DNA Replication in Prokaryote:-
DNA as Semiconservative:-
DNA is an acronym of Deoxyribonucleic Acid. DNA is heridatory material and a double helix structure. DNA is typically made up of nitrogenous bases, sugar and phaosphaes.
Nitrogenous bases are of 2 types-
- Pyrimidenes
- Purines
There are 2 bases under Purines Guanine and Adenine.
But Adenine, Thiamine are complementary for each other and Cytosine and Guanine are complimentary for each other. Meanwhile Where whether Guanine in one side, cytosine will be in another side and where whether is Adenine in one side there will be Thiamine in other side.
Process of Replication:-
- Initially DNA separates partially from the mid part of DNA, but both the terminals do not get separated thoroughly from each other so we can not call it as separation. We can call it as unzipping. So this unzipping is done by an enzyme called Helicase. That results into the formation of Replication Fork. So now it leads to provide a template for DNA replication.
- Now the matter of direction of replication, remember the direction of replication is always 5' prime to 3' prime. But the problem is that how it is possible for DNA to replicate for both strands to form in a single way but where the direction of replication for opposite nucleotide is 3' prime to 5' prime. So now the answer is simple for it is that during the replication DNA converts into a loop like structure so it perverts the direction of DNA in a single direction of 5' prime to 3' prime.
- Next step is the formation of an RNA Primer. This is done by an enzyme called Primase (DNA depent RNA Primase). It provides an initiation for the replication process. Without this primer next steps cannot be done.
- Then next step is the formation of DNA bases, this is done by an enzyme called DNA Polymerase (RNA dependent DNA Polymerase). How DNA Polymerase enzymes adds DNA bases? The process of adding complementary DNA bases is called Polymerisation. Polymerisation is one of the most important step of DNA replication. Sometimes DNA Polymerase can make mistake during adding bases.
- Addition of DNA bases in 1st DNA strand (which is called as Leading Strand)- In this DNA strand are added constantly without any interception. Guanine for Cytosine, Cytosine for Guanine and Adenine for Thiamine, Thiamine for Adenine.
- Addition of DNA bases in 2nd DNA strand (which called as Lagging Strand)- In this DNA strand DNA bases are added in small chunks which are called Okazaki Fragments. The basic reason behind the formation of okazzaki fragments of loop like structure.
- Next step is estimated as the cleavage or termination of primers. This is done by an enzyme called DNA Exonuclease. This enzyme destroys all of the primers and now entire strands are empty of primers. Sometime what happens during adding DNA bases by DNA Polymerase, the incorrect formed DNA bases may be destroyed by DNA Polymerase dependent DNA Exonuclease.

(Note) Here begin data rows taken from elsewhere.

PR #5723, opened 2022-02-16
gh-actions: Upload macOS builds to releases

### LINKED ISSUE #4487: ERL-1428: OTP binary releases for macOS
Original reporter: `wojtekmach`
Component: `Not Specified`
Migrated from: https://bugs.erlang.org/browse/ERL-1428

---

```
On the last EEF build & package WG meeting we briefly discussed automatically building macOS binary releases (and in the future possibly other ones too like for popular linux distros) and so I'd like to formally propose that as a new feature.

Here are example use cases for such feature:
- https://github.com/actions/setup-elixir/issues/23
- https://github.com/asdf-vm/asdf-erlang/issues/165

And here's a proof-of-concept: https://github.com/wojtekmach/otp_builds. I wrote some notes in the README. In particular please notice that the action https://github.com/wojtekmach/otp_builds/runs/1479456475?check_suite_focus=true automatically uploaded the tarball to the release: https://github.com/wojtekmach/otp_builds/releases/tag/OTP-23.1.4.

The OTP GitHub setup is quite different, but hopefully the prototype proves that adding such feature is feasible at a first glance. I hit an issue with statically linking openssl (https://bugs.erlang.org/browse/ERL-1408?focusedCommentId=20003&page=com.atlassian.jira.plugin.system.issuetabpanels%3Acomment-tabpanel#comment-20003) but hopefully that can be resolved soon.

Please let me know if that's something you'd be interested in and I'll be happy to work on incorporating this into the erlang/otp repo (any feedback how best to do it would be very appreciated too).
```

wojtekmach:
Closes #4487

- example job run: https://github.com/wojtekmach/otp/runs/5222519364?check_suite_focus=true
- example release: https://github.com/wojtekmach/otp/releases/tag/OTP-25.0-rc1

### DIFF
--- a/.github/scripts/create-artifacts.sh
+++ b/.github/scripts/create-artifacts.sh
@@ -10,3 +10,5 @@ mv otp otp_src_${VSN}
 tar -czf ${DIR}/otp_src_${VSN}.tar.gz otp_src_${VSN}
 mv otp_doc_man.tar.gz ${DIR}/otp_doc_man_${VSN}.tar.gz
 mv otp_doc_html.tar.gz ${DIR}/otp_doc_html_${VSN}.tar.gz
+mv otp_doc_html.tar.gz ${DIR}/otp_doc_html_${VSN}.tar.gz
+mv otp_macos_x86-64.tar.gz ${DIR}/otp_macos_x86-64_${VSN}.tar.gz
--- a/.github/scripts/create-artifacts.sh
+++ b/.github/scripts/create-artifacts.sh
@@ -10,5 +10,4 @@ mv otp otp_src_${VSN}
 tar -czf ${DIR}/otp_src_${VSN}.tar.gz otp_src_${VSN}
 mv otp_doc_man.tar.gz ${DIR}/otp_doc_man_${VSN}.tar.gz
 mv otp_doc_html.tar.gz ${DIR}/otp_doc_html_${VSN}.tar.gz
-mv otp_doc_html.tar.gz ${DIR}/otp_doc_html_${VSN}.tar.gz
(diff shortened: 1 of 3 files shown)


max-au:
@paulo-ferraz-oliveira EEF (Build&Packaging WG) is attempting a prototype of CI/CD based on GitLab (see ci.erlef.org and corresponding discussions on Slack channel). I think there is more sense to host and support all community releases (including MacOS, iOS, ...) using that capacity.

paulo-ferraz-oliveira:
@max-au, thanks. That might just be a solution. I guess you need to talk to @wojtekmach, then 😄 Are the solutions compatible? ie. is the effort to set up that CI already taking @wojtekmach's solution into account (or would otherwise easily integrate it?).

Having a central place where all is available makes for easier searching of artefacts (something erlef/setup-beam can benefit from).

garazdawi:
> would we be able to pull it off using only public resources, like GitHub, for example?

If all we want to do is to build binary packages for various OSs, then what github provides should be plenty. If we also want to test that the packages actually work, then we probably have to step outside what github provides and into what @max-au is working on.

The main problem IMO is finding someone (person or organization) that is willing to spend the time to work out all the problems that are sure to arise as Erlang/MacOS/openssl/wx versions change. I expect there to be a lot of issues popping up, but maybe I'm over pessimistic.

max-au:
@paulo-ferraz-oliveira Storage might be an issue if we need to produce too many versions of various packages. But in the end I'd like to have the CI/CD integrated into popular package management systems (e.g. Homebrew, Choco, ...)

- Now in the next step in stead of destroyed primers new DNA bases are added by DNA polymerase. So it can fill the gaps.
- The last step is to seal the DNA strands. This is done by an enzyme called DNA Ligase. This one enzyme seals DNA strands where small gaps and vents are open.
DNA as Semiconservative:-
One of the DNA strands is formed by existing DNA and another strand is made up of a new one. That's why it is called as Semiconservative DNA.